EXERCISE BRIEF =>
Among the lines of data below, reproduce only those from the one with "None; I did not find a matching open issue." through the one with "PR #395, opened 2021-11-11", exactly as they stand, both ends included.

═══ MATERIAL FOR THIS EXERCISE

PR #400, opened 2025-09-30
Add optional --header argument to report

tadeubas:
Add optional `--header` option to Vulture report, specially useful when generating whitelist files.

## Description

This PR introduces a new option, `--header`, which prints a header line before listing the first unused item.

The header follows the format:
```bash
# Vulture v2.14 – Find dead code
```

## Checklist:


jendrikseipp:
Thanks for the PR, but I think it's best to keep the output as terse as possible.

tadeubas:
Yes, that’s why the parameter is optional.

Issue #407, opened 2025-11-25
False negative: Method calling another method with same name not detected as unused


ronald-braunstein:
# False negative: Method calling another method with same name not detected as unused

## Description

Vulture fails to detect unused methods when a method calls another method with the **same name**, even though nothing calls the wrapper method.

## Environment

- Vulture version: 2.7
- Python version: 3.10

## Minimal Reproducible Example

```python
# test_same_name_bug.py
class InternalClass:
    @staticmethod
    def same_name_method():
        return "internal"

class PublicClass:
    @staticmethod
    def same_name_method():
        # This wrapper is NEVER called, but vulture doesn't report it
        return InternalClass.same_name_method()

    @staticmethod
    def different_name_wrapper():
        # This wrapper is also never called, and vulture DOES report it
        return InternalClass.same_name_method()

    @staticmethod
    def used_method():
        return "I am used"

# Use PublicClass so it's not marked as totally unused
result = PublicClass.used_method()
```

## Expected Behavior

Running `vulture test_same_name_bug.py --min-confidence 0` should report:
```
test_same_name_bug.py:9: unused method 'same_name_method' (60% confidence)
test_same_name_bug.py:14: unused method 'different_name_wrapper' (60% confidence)
```

## Actual Behavior

Vulture only reports:
```
test_same_name_bug.py:24: unused variable 'result' (60% confidence, 1 line)
test_same_name_bug.py:14: unused method 'different_name_wrapper' (60% confidence, 4 lines)
```

The `PublicClass.same_name_method` at line 9 is **NOT** reported as unused.

## Root Cause

When a method makes a call to `OtherClass.same_name_method()`, vulture appears to mark **both** the caller and callee as "used" if they share the same method name, even though nothing actually calls the wrapper method.

## Real-World Impact

This bug was discovered in production code where we have a service layer that wraps internal methods:

```python
class FileReader:
    @staticmethod
    def deprecated_get_file_by_file_path_optional(ctx, *, file_path: str):
        # Internal implementation
        ...

class CloudStorageService:
    @staticmethod
    def deprecated_get_file_by_file_path_optional(ctx, *, file_path: str):
        # This wrapper is never called anywhere in the codebase
        # But vulture doesn't report it because it calls FileReader's method with the same name
        return FileReader.deprecated_get_file_by_file_path_optional(ctx, file_path=file_path)
```

[...]

Issue #371, opened 2024-10-05
False negative when method and function have the same name


johndoknjas:
```
def f():
    pass

class F:
    def f():
        pass

F.f()
```
Vulture doesn't give any errors here. It seems to be because the ids are the same.

TravisDart:
Here's a simpler example. The program below doesn't detect any unused code:

```
def hello_world1():
    message = "Hello, world!"  # Unused
    print("Hello, world!")

def hello_world2():
    message = "Hello, world!"
    print(message)

if __name__ == "__main__":
    hello_world1()
    hello_world2()
```

However, the code below returns: `unused variable 'message' (60% confidence)`

```
def hello_world1():
    message = "Hello, world!"  # Unused
    print("Hello, world!")

def hello_world2():
    message2 = "Hello, world!"  # Renamed to message2
    print(message2)

if __name__ == "__main__":
    hello_world1()
    hello_world2()
```

Issue #366, opened 2024-09-25
"unused variable" does not appear when variable with same name in other file 


dpinol:
It looks like running vulture with confidence=100, is not reporting  "unused variable" for function arguments named as other variables in other files. However, this does not happen if the "other variable" occurs in the same file.

## kk.py
```kk.py
def kk():
    expr:int =3
 
def fn2(expr: int, expr2: int) -> None:
    pass
 
def qq():
    expr:int =3

kk()
fn2()
qq()
```
### qq.py
```
def io():
    expr2=3
    return expr2

io()
```
```bash
vulture --min-confidence=10 kk.py qq.py
kk.py:3: unused variable 'expr' (60% confidence)
kk.py:5: unused variable 'expr' (100% confidence)
kk.py:9: unused variable 'expr' (60% confidence)
```

 

thanks

Issue #343, opened 2023-12-06
Feature request: A way to more specifically target items for whitelisting


Hubro:
I'm trying to implement Vulture for a big project at work that uses a proprietary application framework.

Entrypoints into the application are classes with a specific name (`Main`) that are subclasses of a specific framework class (`acme_corp.application.Service`) placed in a very specifically named module (e.g. `my_package_name/main.py`). The framework also has hooks, which are defined as methods with very specific names in subclasses of a specific framework class.

This is a very large codebase, and simply whitelisting the names `Main`, `_.before`, `_.after` etc. is likely to hit much more than just the entrypoints that I want to whitelist.

It would be tremendously useful if Vulture leveraged the AST to allow even more specific whitelists. You could take into account the type of object (if it's a constant, variable, class, method, function etc.), the location (file name, module name, package name), the base classes and so on.

To maintain backwards compatability, this could be added as a new feature, for example:

**pyproject.toml**:

```toml
[tool.vulture]

paths = "packages/"

entrypoints = [
    # Any class named "Main" in a module whose name ends with ".main" that is a
    # subclass of "acme_corp.application.Application"
    {
        type = "class",
        name = "Main",
        base_classes = ["acme_corp.application.Application"],
        module_name = "/\\.main$/",
    },

    # Any method named "create", "pre_hook" or "post_hook" in a class like the
    # one above
    {
        type = "method",
        name = ["create", "pre_hook", "post_hook"],
        parent_class = {
            name = "Main",
            base_classes = ["acme_corp.application.Application"],
            module_name = "/\\.main$/",
        }
    },

    # Any method named "pre_hook" or "post_hook" in a subclass of
    # "acme_corp.application.Service". (The class itself is *not* whitelisted.)
    {
        type = "method",
        name = ["pre_hook", "post_hook"],
        parent_class = {
            base_classes = ["acme_corp.application.Service"],
        }
    },

    # Class attributes named "name_prefix" in subclasses of
    # "acme_corp.application.Service". (The class itself is *not* whitelisted.)
    {
        type = "class_attribute",
        name = "name_prefix",
        parent_class = {
            base_classes = ["acme_corp.application.Service"],
        }
    },
]
```

Alternative names: `mark_used`, `tag`, (?)

Amvoled:
I've started using vulture a few days ago and I've run into the same problem. Sometimes we just implement new features incrementally and therefore leave section of code unused for now with the intent of using them later.
[...]

PR #417, opened 2026-05-17
Distinguish same-named functions across modules

ethanleifer:
## Summary

This changes function tracking so functions with the same local name in different modules are treated as distinct definitions when Vulture can derive a module from the scanned filename.

Today, Vulture stores function definitions by bare name only. That means a use of `load_config` in one module can mark every `load_config` definition in the scanned project as used, including definitions in unrelated modules. This creates false negatives for projects that commonly reuse conventional function names across modules.

## Motivation

For example, with two modules that each define a `load_config` function, calling one of them should not suppress the unused report for the other:

```python
# package/commands/loaders.py
def load_config():
    pass

# package/reports/loaders.py
def load_config():
    pass

# package/main.py
from package.commands.loaders import load_config

load_config()
```

After this change, Vulture reports `package.reports.loaders.load_config` as unused while recognizing `package.commands.loaders.load_config` as used.

## Approach

- Derive a module name from `.py` filenames, including `__init__.py` handling.
- Keep `Item.name` as the local identifier, e.g. `load_config`.
- Store the module separately on `Item.module`, e.g. `package.commands.loaders`.
- Expose `Item.full_name` for function matching/reporting, e.g. `package.commands.loaders.load_config`.
- Preserve the existing bare-name `used_names` set for current behavior and public test expectations.
- Add an internal full-name usage set populated from direct, relative, and module attribute imports.
- Keep classes, methods, properties, variables, attributes, and imports on their existing naming behavior.

## Compatibility notes

This changes report and whitelist output for unused functions when Vulture is given filenames that can be converted to module names. For example, `foo.py` now reports `foo.myfunc` instead of `myfunc`.

I kept the change scoped to functions to address the cross-module false-negative case without attempting full scope-aware analysis. Methods with the same name on different classes are still intentionally outside the scope of this PR.

## Related issues

This is related to the broader set of false negatives caused by name-only matching, including:

- #366
- #371
- #407
- #343

## Tests

- `python -m ruff format tests/test_item.py tests/test_scavenging.py`
- `python -m ruff check vulture/core.py tests/test_item.py tests/test_scavenging.py tests/test_report.py`
- `python -m pytest tests/test_item.py tests/test_scavenging.py tests/test_report.py`
- `python -m pytest`
- `python -m coverage report -m vulture/core.py`


mcdigman:
Hi! 

This commit changes a large number of findings, (mostly just changing the names of symbols flagged, but some others), and I think not all the changes are intended.

Here are consolidated review findings from the comments made in [a simulated version of this PR on my personal fork](https://github.com/mcdigman/vulture/pull/9). I used this PR as a demo example of a PR with a large blast radius in Issue #431 (This PR produced 993 new and 764 dropped findings across 24 projects in the corpus of GitHub repositories I scanned)

1. For functions with `Item.module`, `_get_unused_funcs` no longer consults `used_names`. A use suppresses a finding only when `vulture` associates it with the same full name in `used_full_names`. Imports, local-definition bindings, and an encounter-order rescue can establish that association, but dynamic attribute dispatch, `getattr`, decorator registries, and similar bare-name evidence generally cannot. Those uses therefore become new false positives.

2. Module identity comes from the filesystem path, not the import graph. This is the most concrete issue. `_module_name_from_filename` yields `src.black.strings` while the import binding says `black.strings`, so in a `src`-layout project *any* function used only cross-module and defined before its use is a guaranteed false positive. Also current working directory-dependent: running from a parent directory produced `repro3.src.pkg.a_defs.helper`, and an absolute path outside cwd hits the `suppress(ValueError)` and turns the whole filesystem path into the module name.

3. `name_bindings` conflates imports and definitions in one flat dict. `_record_name_binding` overwrites; `_define` uses `setdefault`. A module that both imports and defines a name gets one binding and the loser is reported unused — breaking the standard conditional-fallback pattern in both directions. Real examples: `try/except ImportError` (`more_itertools/more.py`:210 `_fsumprod`, `httpx/__init__.py`:18 `main`, `src/requests/adapters.py`:66 `SOCKSProxyManager`) and `sys.platform` branches (`src/platformdirs/unix.py`:21 `getuid`).

4. Uses textually preceding their binding site record no full name. Real examples: `src/click/_winconsole.py`:277 `_get_windows_console_stream` is called at `_compat.py`:341/348/355, before the lazy `from ._winconsole import …` at line 518. Common with deferred imports.

5. Scan order is filesystem order, so results are not reproducible across machines. `vulture -v` on `black` yields `files.py`, `parsing.py`, `handle_ipynb_magics.py`, `rusty.py`, `concurrency.py`…. The `if name` in `self.used_names` rescue in `_define` fires or not depending on directory iteration order — `src/black/strings.py`:367 `str_width` is flagged in the CI run but not in a local run of the same commit against the same source.

6. Methods and dunders are module-qualified despite the PR excluding methods. Vulture types implicit classmethods and protocol methods as function, so _define qualifies them: my analysis had ~21 such new findings, including `pydantic.main.__class_getitem__`, `pydantic.main.__init_subclass__`, `src.flask.app.__init_subclass__`, `xarray…__array__`. The resulting name is also wrong — it omits the class. Same for ordinary methods (`starlette.requests.url_for`, `pydantic.type_adapter.dump_python`). Fix: qualify only module-level functions.

7. Whitelist compatibility is broken for affected functions. Existing bare-name entries no longer suppress module-qualified findings, while `--make-whitelist` emits module.func; rescanning that expression normally records only the bare attribute name, so the newly generated whitelist also fails to suppress its source finding. Base round-trips successfully, while head continues to report `foo.other`. Thus users can neither retain the affected old entries nor reliably regenerate replacements.

8. `__all__` listed below the definition is a new false positive:
```
def exported():
    pass

__all__ = ["exported"]
```

PR #426, opened 2026-07-21
Detect single-character __all__ string exports

### LINKED ISSUE #425: Consider `__all__` when it is a string with a single character
```python
__all__ = 'a'
a = None # flagged
```

```python
__all__ = 'a',
a = None # not flagged
```

But the two are functionally equivalent. `str` has all of `tuple`'s methods, and in the single-character case, iteration, indexing, etc. behave identically.

Phoenix0531-sudo:
## Summary

`__all__ = "a"` does not mark `a` as used today, while `__all__ = ("a",)` does. For a single-character string those forms are equivalent when iterating export names, so vulture was raising a false positive on the string form (issue #425).

This change only special-cases **length-1** string constants assigned to `__all__`. Multi-character strings such as `__all__ = "Foo"` are left alone so existing behavior and tests stay intact.

## Testing

- Added unit tests for single-character `__all__` with imports/variables (and a tuple regression)
- `pytest` green locally for the suite relevant to this change (299 passed; one pre-existing env failure on `pint` whitelist import when `pint` is not installed)

## Related

Fixes #425

Note: open PR #421 improves other `__all__` assignment forms (`+=`, annotated). This patch is orthogonal and only covers the single-character string case on plain assignment.


Phoenix0531-sudo:
Friendly ping — this small fix for issue #425 is still relevant on current main.
All checks pass locally and in CI. Happy to adjust anything if needed.

Phoenix0531-sudo:
The maintainer was active on Sep 16 (merging #428/#429) — just noting this CI-green PR is still open and applies cleanly to current main.

vulture/core.py
```diff
@@ -617,6 +617,15 @@ def visit_Assign(self, node):
...
                     self.used_names.add(elt.value)
+        elif any(
+            isinstance(target, ast.Name) and target.id == "__all__"
+            for target in node.targets
+        ) and utils.is_ast_string(node.value):
+            # `__all__ = "a"` is equivalent to `__all__ = ("a",)` for a
+            # single-character name (issue #425). Multi-character strings are
+            # intentionally ignored (see test_import_with__all__string).
+            if len(node.value.value) == 1:
+                self.used_names.add(node.value.value)
```
jendrikseipp, line 627: The code shouldn't duplicate the functionality of `_assigns_special_variable__all__`.

jendrikseipp (changes requested):

PR #428, opened 2026-08-15
Report an out-of-range --min-confidence as a usage error, not a traceback

VXNCXNX:
## Description

An out-of-range `--min-confidence` exits with a Python traceback rather than a usage error.

```
$ vulture --min-confidence 150 a.py
Traceback (most recent call last):
  ...
  File "vulture/core.py", line 322, in get_unused_code
    raise ValueError("min_confidence must be between 0 and 100.")
ValueError: min_confidence must be between 0 and 100.
```

After:

```
$ vulture --min-confidence 150 a.py
min_confidence must be between 0 and 100
```

`--help` documents the flag as "Minimum confidence (between 0 and 100)", so the value is already specified; the check just lived in the wrong place. It sat in `get_unused_code()`, which runs after the files have been scanned, and raised a bare `ValueError` that nothing catches.

Moving it into `_check_output_config` puts it next to the existing "Please pass at least one file or directory" check, so it raises `InputError` and goes through the same path as every other bad-argument case. That also means the exit code is now `InvalidCmdlineArguments` (2) rather than `InvalidInput` (1), which matches what the other argument errors return.

Both ends are covered: `--min-confidence -5` gives the same error, while `0` and `100` are still accepted.

## Related Issue

None; I did not find a matching open issue.

## Checklist:

- [x] I have updated the documentation in the README.md file or my changes don't require an update. (`--help` already documents the 0-100 range, this makes the code enforce it in the right place.)
- [x] I have run `pre-commit run --all-files` to format and lint my code. (`ruff format` Passed, `ruff check` Passed.)

## Testing

`test_min_confidence_out_of_range` in `tests/test_config.py`, parametrised over `-1` and `101`, next to the existing `test_missing_paths` which covers the other `_check_output_config` branch.

Reverting the check fails both parameters:

```
Failed: DID NOT RAISE InputError
2 failed, 18 passed
```

`pytest tests/test_config.py` is 20 passed.

*Disclosure: written with AI assistance (Claude Code). I ran the before and after above and the revert check myself.*


jendrikseipp:
Thanks!

PR #395, opened 2021-11-11
Frontend: Display start and end time of execution

### LINKED ISSUE #391: Frontend: Display start and end time of execution
On both HistoryView (now 'Date' is ambiguous) and ExecutionView

Cheshiriks:
What's done:
* added start time
Closes #391

### DIFF
--- a/save-frontend/src/main/kotlin/org/cqfn/save/frontend/components/views/HistoryView.kt
+++ b/save-frontend/src/main/kotlin/org/cqfn/save/frontend/components/views/HistoryView.kt
@@ -225,7 +225,7 @@ class HistoryView : RComponent<HistoryProps, HistoryViewState>() {
                         }
                     }
                 }
-                column("checkBox", "") { cellProps ->
+                column("check-box", "") { cellProps ->
                     buildElement {
                         td {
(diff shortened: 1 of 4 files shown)


save-frontend/src/main/kotlin/org/cqfn/save/frontend/components/views/HistoryView.kt
```diff
@@ -86,7 +86,20 @@ class HistoryView : RComponent<HistoryProps, State>() {
                         }
                     }
                 }
-                column("date", "Date") {
+                column("startDate", "Start time") {
+                    buildElement {
+                        td {
+                            a(href = getHrefToExecution(it.value.id)) {
+                                +(it.value.startTime.let {
+                                    Instant.fromEpochSeconds(it, 0)
```
petertrr, line 94: Please extract date formatting into a function, because it's the same for two columns

Cheshiriks: Fixed

petertrr (approved):

PR #402, opened 2021-11-19
Frontend: After rerun request is submitted, refresh the page

### LINKED ISSUE #386: Frontend: After rerun request is submitted, refresh the page

Cheshiriks:
What's done:
* added refresh after rerun
Closes #386

### DIFF
--- a/save-frontend/src/main/kotlin/org/cqfn/save/frontend/components/views/ExecutionView.kt
+++ b/save-frontend/src/main/kotlin/org/cqfn/save/frontend/components/views/ExecutionView.kt
@@ -136,6 +136,7 @@ class ExecutionView : RComponent<ExecutionProps, ExecutionState>() {
                                 undefined
                             )
                         }.invokeOnCompletion {
+                            window.location.reload()
                             window.alert("Rerun request successfully submitted")
                         }
                     }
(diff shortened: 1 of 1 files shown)


save-frontend/src/main/kotlin/org/cqfn/save/frontend/components/views/ExecutionView.kt
```diff
@@ -136,6 +136,7 @@ class ExecutionView : RComponent<ExecutionProps, ExecutionState>() {
                                 undefined
                             )
                         }.invokeOnCompletion {
+                            window.location.reload()
                             window.alert("Rerun request successfully submitted")
```
petertrr, line 140: I think this should be the other way around: at first user sees an alert, and once alert is dismissed, only then is the page reloaded

petertrr (changes requested):

save-frontend/src/main/kotlin/org/cqfn/save/frontend/components/views/ExecutionView.kt
Cheshiriks: Agree. Fixed

petertrr (approved):

PR #423, opened 2021-11-25
Fix for standard mode: move additional files into proper place

kgevorkyan:
### What's done:
* Move additional files during standard mode into proper place
* Change links to actual repo over the project
* Update save-cli version and it's API

### DIFF
--- a/save-backend/src/main/kotlin/org/cqfn/save/backend/service/TestExecutionService.kt
+++ b/save-backend/src/main/kotlin/org/cqfn/save/backend/service/TestExecutionService.kt
@@ -117,7 +117,8 @@ class TestExecutionService(private val testExecutionRepository: TestExecutionRep
         val executionId = agent.execution.id!!
         val lostTests: MutableList<TestExecutionDto> = mutableListOf()
         val counters = Counters()
-        testExecutionsDtos.forEach { testExecDto ->
+        testExecutionsDtos.forEach { //testExecDto ->
+            val testExecDto = it.copy(filePath = if (it.filePath.startsWith("STANDARD_")) it.filePath.dropWhile { it != '/' }.drop(1) else it.filePath)
             val foundTestExec = testExecutionRepository.findByExecutionIdAndTestPluginNameAndTestFilePath(
                 executionId,
                 testExecDto.pluginName,
--- a/save-backend/src/main/kotlin/org/cqfn/save/backend/service/TestExecutionService.kt
+++ b/save-backend/src/main/kotlin/org/cqfn/save/backend/service/TestExecutionService.kt
@@ -114,7 +114,7 @@ class TestExecutionService(private val testExecutionRepository: TestExecutionRep
         val agent = requireNotNull(agentRepository.findByContainerId(agentContainerId)) {
             "Agent with containerId=[$agentContainerId] was not found in the DB"
         }
-        println("\n\n\nCurr agent ${agentContainerId}")
+
         val executionId = agent.execution.id!!
         val lostTests: MutableList<TestExecutionDto> = mutableListOf()
         val counters = Counters()
@@ -125,6 +125,7 @@ class TestExecutionService(private val testExecutionRepository: TestExecutionRep
                 testExecDto.pluginName,
                 testExecDto.filePath
             )
+            val testExecutionId = foundTestExec.get().id
             foundTestExec.also {
                 if (it.isEmpty) {
                     log.error("Test execution $testExecDto for execution id=$executionId was not found in the DB")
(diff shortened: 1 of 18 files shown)


kgevorkyan:
The standard mode won't work until https://github.com/diktat-static-analysis/save-cloud/issues/333

However, I remove manually the extra command line args for save-cli and it worked fine, both for standard mode and rerun of standard mode

save-backend/src/main/kotlin/org/cqfn/save/backend/service/TestExecutionService.kt
```diff
@@ -114,15 +120,24 @@ class TestExecutionService(private val testExecutionRepository: TestExecutionRep
...
+                it.filePath
+            }
+            val testExecDto = it.copy(filePath = filePathWithDroppedPrefixForStandardMode)
             val foundTestExec = testExecutionRepository.findByExecutionIdAndTestPluginNameAndTestFilePath(
                 executionId,
                 testExecDto.pluginName,
                 testExecDto.filePath
             )
+            var testExecutionId: Long? = null
+            foundTestExec.ifPresent { testExecutionId = it.id }
```
petertrr, line 140:
```suggestion
            val testExecutionId: Long? = foundTestExec.map { testExecutionId = it.id }.orElse(null)
```

save-backend/src/main/kotlin/org/cqfn/save/backend/service/TestExecutionService.kt
```diff
@@ -114,15 +120,24 @@ class TestExecutionService(private val testExecutionRepository: TestExecutionRep
...
             "Agent with containerId=[$agentContainerId] was not found in the DB"
         }
+
         val executionId = agent.execution.id!!
         val lostTests: MutableList<TestExecutionDto> = mutableListOf()
         val counters = Counters()
-        testExecutionsDtos.forEach { testExecDto ->
+        testExecutionsDtos.forEach {
+            val filePathWithDroppedPrefixForStandardMode = if (it.filePath.startsWith(PREFIX_FOR_SUITES_LOCATION_IN_STANDARD_MODE)) {
+                it.filePath.dropWhile { it != '/' }.drop(1)
```
petertrr, line 129: Please add some comments, that the first branch is for `STANDARD` mode and the secobd - for `GIT` mode

save-orchestrator/src/main/kotlin/org/cqfn/save/orchestrator/service/DockerService.kt
```diff
@@ -175,10 +177,19 @@ class DockerService(private val configProperties: ConfigProperties) {
         val testSuitesDir = resourcesPath.resolve(standardTestSuiteDir)
         // copy corresponding standard test suites to resourcesRootPath dir
         copyTestSuitesToResourcesPath(testSuitesForDocker, testSuitesDir)
+
+        // move additional files, which were downloaded into the root dit to the execution dir for standard suites
+        execution.additionalFiles?.split(";")?.filter { it.isNotBlank() }?.forEach {
+            val additionalFilePath = Paths.get(resourcesPath.resolve(File(it).name).absolutePath)
```
petertrr, line 183: Do we always have additional files in the root of resourcesPath? Maybe, having `resolve(it)` will be more reliable?

save-orchestrator/src/main/kotlin/org/cqfn/save/orchestrator/service/DockerService.kt
```diff
@@ -175,10 +177,19 @@ class DockerService(private val configProperties: ConfigProperties) {
...
+            val destination = Paths.get(testSuitesDir.absolutePath).resolve(File(it).name)
+            log.info("Move additional file $additionalFilePath into $destination")
+            Files.move(additionalFilePath, destination, StandardCopyOption.REPLACE_EXISTING)
```
petertrr, line 186: When are we copying those files in `resourcesPath`? Maybe, we can move them in the proper directory at that point already?

kgevorkyan: We download files into `resourcesPath` during `uploadBin`, and at those moment  we doesn't know anything about `standardTestSuiteDir`, so I decide to provide logic of movement here

save-orchestrator/src/main/kotlin/org/cqfn/save/orchestrator/service/DockerService.kt
kgevorkyan: Actually, in `execution.additionalFiles` we have the full paths to the files from our storage `/home/cnb/files/...`, but we also know, that during `uploadBin` execution we have already this files in the `resourcesPath`, with the same `.name` as in `execution.additionalFiles`

save-backend/src/main/kotlin/org/cqfn/save/backend/service/TestExecutionService.kt
kgevorkyan: Fixed

save-backend/src/main/kotlin/org/cqfn/save/backend/service/TestExecutionService.kt
kgevorkyan: Added

save-orchestrator/src/main/kotlin/org/cqfn/save/orchestrator/service/DockerService.kt
petertrr: OK

petertrr (approved):

Issue #417, opened 2021-11-24
Secure backend's endpoints with correct permission checks


petertrr:
Should be done after #470 and #495
- Only some endpoints are accessible for unauthorized users (is configurable from `WebSecurityConfig` like in #498)
- Only project's owner can delete stuff and change description and submit executions

List of required roles:
- `ROLE_ADMIN` - can delete anything, can view anything
- `ROLE_PROJECT_OWNER` - this is the user, that created the project and is linked to it in the DB
- `ROLE_PROJECT_ADMIN` - can be added by project owner, can start and manage executions, can't delete execution and project

Implementation:
- Create roles in DB
- Create roles hierarchy for spring security
- Protect methods according to roles: https://www.baeldung.com/spring-security-method-security#5-method-security-meta-annotation, https://www.baeldung.com/spring-security-create-new-custom-security-expression

petertrr:
Thoughts from #424:
[* Convert backend into a resource server to properly consume tokens? https://docs.spring.io/spring-security/site/docs/5.2.1.RELEASE/reference/htmlsingle/#webflux-oauth2-resource-server. Then, hardcoded endpoints can be removed from gateway's security config, and backend can check if endpoint is available for a current user. After this PR is merged, need to be implemented in a separate issue. Also can use CircuitBreaker filter to redirect to login page on status 403

PR #424, opened 2021-11-25
Add api-gateway component

### LINKED ISSUE #415: Support OAuth tokens

### LINKED ISSUE #419: Add API Gateway component

petertrr:
### What's done:
* Add new component
* User details are passed from GW to backend via `TokenRelay` filter
* Frontend: prefix all backend queries with `/api`; update `dev-server.js` accordingly
* Prepare docs about deployment of the new component
* Configuration for OAuth providers, including secrets, should be provided via particular deployment system

### TODO:
* Make part of backend's API `/internal` and proxy only `/api` (separate issue, or part of migration to OpenAPI specification)
* Metrics from gateway are not being scraped, because endpoint is protected too - we can ignore it for now.
* #443
* #417

Closes #419 , closes #415


gradle/libs.versions.toml
```diff
@@ -9,6 +9,7 @@ kotlinx-coroutines = "1.5.2"
 kotlin-wrappers = "0.0.1-pre.247-kotlin-1.5.31"
 spring-boot = "2.6.0"
 spring-security = "5.6.0"
+spring-cloud = "3.1.0-M3"
```
petertrr, line 12: This weird version is because spring-cloud with support for spring-boot 2.6.x is not released yet 🤷

save-deploy/reverse-proxy.conf
```diff
@@ -11,7 +11,7 @@ server {
     error_log /var/log/nginx/reverse-error.log;
 
     location / {
-        proxy_pass http://127.0.0.1:5000;
+        proxy_pass http://127.0.0.1:5300;
```
petertrr, line 14: I won't remove nginx config completely just yet, need to figure out if gateway can replace it completely

kgevorkyan (approved):

api-gateway/src/main/resources/application.yml
```diff
@@ -0,0 +1,43 @@
...
+  cloud:
+    gateway:
+      routes:
+        - id: api_route
+          uri: http://backend:5000
+          predicates:
+            - Path=/api/**
+          filters:
+            - StripPrefix=1
+            # If SESSION cookie is passed to downstream, it is then removed, because downstream discards it
```
petertrr, line 23: It was needed for credentials-based authentication, need to check if it can be removed for OAuth

gradle/libs.versions.toml
petertrr: It's released

api-gateway/src/main/resources/application.yml
petertrr: Spring still sets `SESSION` cookie, so I'll leave it here at least till #417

══════

ANSWER SPACE =>
None; I did not find a matching open issue.

## Checklist:

- [x] I have updated the documentation in the README.md file or my changes don't require an update. (`--help` already documents the 0-100 range, this makes the code enforce it in the right place.)
- [x] I have run `pre-commit run --all-files` to format and lint my code. (`ruff format` Passed, `ruff check` Passed.)

## Testing

`test_min_confidence_out_of_range` in `tests/test_config.py`, parametrised over `-1` and `101`, next to the existing `test_missing_paths` which covers the other `_check_output_config` branch.

Reverting the check fails both parameters:

```
Failed: DID NOT RAISE InputError
2 failed, 18 passed
```

`pytest tests/test_config.py` is 20 passed.

*Disclosure: written with AI assistance (Claude Code). I ran the before and after above and the revert check myself.*


jendrikseipp:
Thanks!

PR #395, opened 2021-11-11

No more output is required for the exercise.